Bioconductor / Biostrings

Efficient manipulation of biological strings
https://bioconductor.org/packages/Biostrings
57 stars 16 forks source link

Add zstd support #116

Open hjarnek opened 1 week ago

hjarnek commented 1 week ago

Hi,

It would be great with support for zstd compression and decompression of especially FASTQ files, as they can get very big with modern sequencing technologies, and zstd seems more and more like the given successor to gzip. Probably (hopefully) the field of bioinformatics will move away from gzip in the near future, and zstd is an increasingly popular candidate. It's much faster, has better compression ratio, supports multithreading natively, and comes in a well-maintained C library. Any plans to implement this?

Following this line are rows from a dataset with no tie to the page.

PR #1921, opened 2017-04-02
Revert "Replacing OppositionGroup with OppositionList v1.1"

kevin-10:
Reverts ServUO/ServUO#1908

Reverting as it was incomplete, and more importantly, the old system worked just fine.

### DIFF
--- a/Scripts/Mobiles/Bosses/LordOaks.cs
+++ b/Scripts/Mobiles/Bosses/LordOaks.cs
@@ -8,44 +8,43 @@ namespace Server.Mobiles
     {
         private Mobile m_Queen;
         private bool m_SpawnedQueen;
-
         [Constructable]
         public LordOaks()
             : base(AIType.AI_Mage, FightMode.Evil)
         {
-            Body = 175;
-            Name = "Lord Oaks";
+            this.Body = 175;
+            this.Name = "Lord Oaks";
 
-            SetStr(403, 850);
-            SetDex(101, 150);
-            SetInt(503, 800);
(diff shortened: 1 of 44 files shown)


GriffonSpade:
What do you mean it was incomplete? It had everything that OppositionGroup had.

techy2493:

Can anyone explain how the code got in the repo in the first place if it was just going to be reverted in a few days? 

@kevin-10 You were vocal in the original PR, why did you not raise these concerns before?

kevin-10:
I was under the assumption that the original system didn't work by testing the wrong creatures.  Once I realized that, I went back to the old system and found it worked just fine.  With that being said, I apologize for any time wasted on this but the way I see it, it works just fine.  Let's not reinvent the wheel.  The  Not thing this system needs is the addition of gray vs green goblins.

GriffonSpade:
Um, I'm a bit confused how you came to that impression. This was the very first paragraph in the notes: "Alright guys, this is ready, and should work better. However, it's replacing stable, if clunky, code, so please test and review for a while to make sure nothing unexpected becomes a problem."

Further, there's a reason why we do not use wooden wagon wheels on cars. There's no point in reinventing the wheel, but there _**IS**_ a point in inventing a _**BETTER**_ wheel

kevin-10:
Cool, I get it.  If @Vorspire or @dmurphy22 decides to re-commit, I'm fine with it.  I believe the old system is much less clunky, and works exactly how its supposed to.  As for the merge and revert, I apologize.

PR #1922, opened 2017-04-03
Fix/duplicates - De-duplicates code in Serialization Server code

jdphenix:
Much of the serialization code in the Server project was duplicating itself. This PR resolves that. 

Save performance remains the same in my testing setup, which is admittedly only the results of `[CreateWorld`.


Server/IO/GenericWriter.cs
```diff
@@ -0,0 +1,248 @@
...
+		}
+
+        protected virtual void WriteCol<T>(IEnumerable<T> list, Action<T> writer)
+        {
+               foreach(var o in list)
+                   writer(o);
+        }
+        
+		public virtual void WriteItemList(ArrayList list, bool tidy = false) => 
+			WriteListTidy(list, () => WriteCol(list.OfType<Item>(), Write), tidy, i => ((Item) list[i]).Deleted);
```
Vorspire: There must be a better way to handle this, you're going to increase world save write time exponentially because each tidy check has to traverse the source list via [indexing].

The tidy predicate also does not check if the object is null and will crash.
A null object should be considered equivalent to a deleted object and thusly removed from the list.

jdphenix: I agree on the null check, will fix. If we don't end up merging in this PR, I'll put one in to fix this assumption in the current serialization methods (example: https://github.com/ServUO/ServUO/blob/master/Server/Serialization.cs#L725)

I disagree that save time increases exponentially with this change. With a fully populated world on my machine, save time remained constant. (You should have seen my first go around at this, it was comically slow) The current `WriteXXXList` methods all access the list with their index. Random access on a list is constant time. Same as above, I'm happy to explore better ways. 

My goal here was to make the minimum number of changes necessary while de-duplicating code. 

Additionally, I apologize for my slow response - GitHub didn't show a notification for your review.

Vorspire: You're right about the speed increase, I was improperly assuming that List[i] is O(n) and not O(1) - so we can disregard speed issues.

Then I guess it's all good!

As for the tidy callback, a simple Action<IEntity> might work better as IEntity implements the Deleted property and the lists that require tidying usually consist of IEntity-defined objects (with the exception of Guilds). Then you can reduce the need for casting and can still inline your null checks;

_Write( ... , obj => obj == null || obj.Deleted ) ); 

You can then supply list[i] as the argument to the tidy delegate, rather than the index itself.

But that's up to you hehe.

jdphenix:
https://github.com/ServUO/ServUO/pull/1922/commits/782a5a22023b28e64e882dc3da18102fd34dd71f

- Null checks added to predicates passed into `WriteListTidy` and `WriteSetTidy`. 
- Obsoleted Write methods accepting `ArrayList`. Only one core script depends on them. I'd say leave these for a few months and remove later.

vjcitn commented 1 week ago

I just tried it out with hg19.fa and won't bother with statistics. For compressing the large single sequence, zstd with default parameters seems very performant relative to gzip. I then asked whether it is part of the samtools/htslib stack and saw https://github.com/samtools/htslib/pull/1770, so that does not seem super favorable at the moment. It does pop up in a UKBB workflow: https://dnanexus.gitbook.io/uk-biobank-rap/science-corner/whole-exome-sequencing-oqfe-protocol/protocol-for-processing-ukb-whole-exome-sequencing-data-sets. @hjarnek please supply some links with information on uptake in bioinformatics so that we can assess the priority of such a move.

hjarnek commented 1 week ago

I don't have any specific sources, it's just an observation that zstd is being used a lot in other contexts, and seeing as gzip is getting old compared to more modern compression algorithms, I thought zstd could be a good successor. Who knows what the field will eventually settle on. I'm a biologist, not a computer scientist, but I think it's clear that data compression is becoming increasingly valued as the amounts of data grow, also in bioinformatics, so I find it logical that people will try to move away from gzip in the near future. There are of course other fast high compression algorithms next to zstd, maybe another one is better suited. I see the discussion was going strong for a while in the GH issue related to the PR you linked, and according to a pretty graph there, zstd seems to be coming out on top also with bioinformatic data. But I'm not the right person to discuss technical details with.